At the 1985 MTV Video Music Awards, the band won the award for Best New Artist in a video. The same year, at the Fourth Annual American Video Awards, Mann was named the Best Female Performer in a video for "Voices Carry". The video was placed number forty on Slant Magazine's 2003 list of the "100 Greatest Music Videos", and was listed on Pitchforks "100 Awesome Music Videos", in 2006.

The 2012 music video for "Labrador", the second single from her album Charmer, features a satirical shot-for-shot remake of "Voices Carry" video within the framing device of Mann having been forced to shoot the video after inadvertently signing complete control of the video over to director Tom Scharpling.

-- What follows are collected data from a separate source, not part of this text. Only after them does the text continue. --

Issue #3637, opened 2020-12-17
Support matchers in gRPC LabelNames and LabelValues requests


yeya24:
Initial support for label matchers API is done in https://github.com/thanos-io/thanos/pull/3566.

It just simply sends `Series` requests to stores and deduplicate the results at the API level.

It works but we might improve more by adding matchers to `LabelNames` and `LabelValues` gRPC requests to push down matchers to each store. Each store can get the matched labels and send them back. The network load would be better.

AC:
1. Add `matchers` to `LabelNames` and `LabelValues` gRPC requests
2. For each store, implement the logic to filter the labels based on the given matchers

Biswajitghosh98:
@yeya24 While I'd like to give it a try.

yeya24:
Sorry for being unclear. I am already working on this one. Currently blocked by #3639

Biswajitghosh98:
No worries. I'll pick a different issue 😄

pstibrany:
Hello, if there is no update on this, I would like to implement support for matchers in LabelNames and LabelValues calls in Thanos `store` (gateway) component. (`*BucketStore` type).

My plan is to mimick the implementation in Prometheus TSDB: basically call `blockSeries` with supplied matchers (in case of LabelValues, matchers would be extended with `labelName!=""`) but no chunk-fetching. From returned series set, code would extract unique label names or label values and return them. If no matchers were used, we would reuse current implementation.

My plan does not include implementing support for matchers in other `StoreServer` implementations.

@yeya24 Please let me know if you are still working on this or have other plans, or I can go ahead with my plan.

Thank you!

bwplotka:
Sounds good to me! I think we started some work on sidecar but not for store.

yeya24:
This has been solved. Close.

PR #4107, opened 2021-04-26
Add support for label matchers in LabelNames and LabelValues call to store.

pstibrany:

## Changes

This PR implements support for label matches in `LabelNames` and `LabelValues` API calls to bucket store. It reuses existing `blockSeries` implementation, but without fetching of chunks.

## Verification

Unit tests.

This is a partial fix for issue https://github.com/thanos-io/thanos/issues/3637


pkg/store/bucket.go
```diff
@@ -746,14 +747,17 @@ func (s *bucketSeriesSet) Err() error {
 	return s.err
 }
 
+// blockSeries returns series matching given matchers, that have some data in given time range.
 func blockSeries(
-	extLset labels.Labels,
-	indexr *bucketIndexReader,
-	chunkr *bucketChunkReader,
-	matchers []*labels.Matcher,
-	req *storepb.SeriesRequest,
```
pstibrany, line 754: Instead of `req` we now pass all used parameters explicitly.

pkg/store/bucket.go
```diff
@@ -1154,16 +1160,14 @@ func chunksSize(chks []storepb.AggrChunk) (size int) {
...
 func (s *BucketStore) LabelNames(ctx context.Context, req *storepb.LabelNamesRequest) (*storepb.LabelNamesResponse, error) {
-	resHints := &hintspb.LabelNamesResponseHints{}
-
-	g, gctx := errgroup.WithContext(ctx)
+	reqSeriesMatchers, err := storepb.MatchersToPromMatchers(req.Matchers...)
+	if err != nil {
+		return nil, status.Error(codes.InvalidArgument, errors.Wrap(err, "translate request labels matchers").Error())
+	}
 
-	s.mtx.RLock()
```
pstibrany, line 1161: Note that `s.mtx.RLock()` is now only called after checking hints. Previously wrong hints would return error without unlocking this lock.

pkg/store/bucket.go
```diff
@@ -1188,32 +1201,61 @@ func (s *BucketStore) LabelNames(ctx context.Context, req *storepb.LabelNamesReq
...
+					return errors.Wrapf(err, "label names for block %s", b.meta.ULID)
+				}
 
-			// Add  a set for the external labels as well.
-			// We're not adding them directly to res because there could be duplicates.
-			extRes := make([]string, 0, len(extLabels))
-			for lName := range extLabels {
-				extRes = append(extRes, lName)
-			}
+				sort.Strings(res)
```
yeya24, line 1216: The result of `indexr.block.indexHeaderReader.LabelNames()` is already sorted https://github.com/thanos-io/thanos/blob/main/pkg/block/indexheader/binary_reader.go#L904.
Do you think we can remove this line?

pkg/store/bucket.go
```diff
@@ -1188,32 +1201,61 @@ func (s *BucketStore) LabelNames(ctx context.Context, req *storepb.LabelNamesReq
...
+				seriesSet, _, err := blockSeries(b.extLset, indexr, nil, reqSeriesMatchers, nil, seriesLimiter, true, req.Start, req.End, nil)
+				if err != nil {
+					return errors.Wrapf(err, "fetch series for block %s", b.meta.ULID)
+				}
 
-			sort.Strings(res)
-			sort.Strings(extRes)
+				// Extract label names from all series. Many label names will be the same, so we need to deduplicate them.
+				// Note that label names will already include external labels (passed to blockSeries), so we don't need
+				// to add them again.
```
yeya24, line 1235: :+1:

pkg/store/bucket.go
```diff
@@ -1272,25 +1332,55 @@ func (s *BucketStore) LabelValues(ctx context.Context, req *storepb.LabelValuesR
...
+					return errors.Wrapf(err, "index header label values for block %s", b.meta.ULID)
+				}
+
+				// Add the external label value as well.
+				if extLabelValue := b.extLset.Get(req.Label); extLabelValue != "" {
+					res = strutil.MergeSlices(res, []string{extLabelValue})
+				}
+				result = res
+			} else {
+				seriesSet, _, err := blockSeries(b.extLset, indexr, nil, reqSeriesMatchers, nil, seriesLimiter, true, req.Start, req.End, nil)
```
yeya24, line 1353: This can be optimized with https://github.com/prometheus/prometheus/pull/8400.
We can open a new issue to track it and see if someone would like to contribute to this.

pkg/store/bucket.go
```diff
@@ -1261,7 +1303,25 @@ func (s *BucketStore) LabelValues(ctx context.Context, req *storepb.LabelValuesR
 		}
 	}
 
+	// If we have series matchers, add <labelName> != "" matcher, to only select series that have given label name.
+	if len(reqSeriesMatchers) > 0 {
+		m, err := labels.NewMatcher(labels.MatchNotEqual, req.Label, "")
```
yeya24, line 1308: We can make it a global variable with `labels.MustNewMatcher()`, WDYT? @pstibrany

yeya24 (approved):
LGTM! Thanks for the great work.

pkg/store/bucket.go
pstibrany: Sounds good, but to make sure we don't break it in the future, I will also update `indexheader.Reader` interface to specify the contract about labels being sorted.

pkg/store/bucket.go
pstibrany: I don't quite follow what you mean. This cannot be a global variable, as it uses label name from the request. What am I missing?

pkg/store/bucket.go
pstibrany: **This** PR already uses the same technique, i.e. finding postings for matching series, and only extracting label values from them (see `labelValuesWithMatchers` in https://github.com/prometheus/prometheus/pull/8400). We cannot use https://github.com/prometheus/prometheus/pull/8400 directly, because we don't have all required information (ie. postings) locally in the index header. That's why we use `blockSeries`, which fetches postings for us.

pkg/store/bucket.go
yeya24: Sorry, I miss it. You are right.

pkg/store/bucket.go
yeya24: That makes sense. Thanks for the explanation!

yeya24 (dismissed):
LGTM. Thanks for the great work!

pracucci (dismissed):
Amazing job! 👏  LGTM

The failing `TestTargetsAPI_Fanout` is known to be flaky. Unrelated from this change.

pracucci:
I've just rebased master. Let's see if CI passes now.

pracucci (approved):
Approving again. @yeya24 also approved and only the rebase has been done in the meanwhile.

pkg/store/bucket.go
```diff
@@ -1261,7 +1302,25 @@ func (s *BucketStore) LabelValues(ctx context.Context, req *storepb.LabelValuesR
 		}
 	}
 
+	// If we have series matchers, add <labelName> != "" matcher, to only select series that have given label name.
+	if len(reqSeriesMatchers) > 0 {
```
yeya24, line 1306: What if `reqSeriesMatchers` already contains this unequal matcher? @pstibrany @pracucci

pstibrany: End result will be correct, but there is an optimization we can do (preferably in `blockSeries` to be more general).

yeya24: Make sense. Thank you.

The video features Jon Wurster as the Wall Street boyfriend, Jon Hamm as Scharpling, and Ted Leo in a cameo.

==Formats and track listing==
These are the formats and track listings of major single releases of "Voices Carry":

- 7" Single: Australia/North America
1. "Voices Carry" – 4:19
2. "Are You Serious?" – 3:15

- 12" Maxi-Single: Netherlands
3. "Voices Carry" – 4:19
4. "Are You Serious?" – 3:15
5. "Sleep" – 3:40

- 12" Maxi-Single: North America
6. "Voices Carry" (Long version) – 4:19
7. "Voices Carry" (Single mix) – 3:59

==Credits and personnel==
- Aimee Mann – lead vocals, backing vocals, bass
- Robert Holmes - electric guitar, backing vocals
- Joey Pesce – synthesizers, backing vocals
- Michael Hausman – drums

==Charts==

| Chart (1985–1986) | Peak position |
|---|---|
| Australian Kent Music Report | 15 |
| Canadian RPM Singles Chart | 15 |
| US Billboard Hot 100 | 8 |
| US Radio & Records CHR/Pop Airplay Chart | 7 |
| US Billboard Top Rock Tracks | 14 |

| Year-end chart (1985) | Rank |
|---|---|
| US Top Pop Singles (Billboard) | 68 |

==Cover versions==
American hardcore punk band Gang Green covered the song on their 1986 album Another Wasted Night.

American singer Tiffany covered the song on her compilation album Greatest Hits of the '80s and Beyond, released on May 30, 2011. The album included a string of '80s song covers.

On July 30, 2018, singer/songwriter Sky Ferreira released a demo of her cover on SoundCloud. Ferreira later released a more produced '(Alternative Version)' which appeared on YouTube.

On August 28, 2024, American actress and singer/songwriter Kate Hudson released her cover version of the song. Hudson had previously performed the song on The Howard Stern Show in May 2024.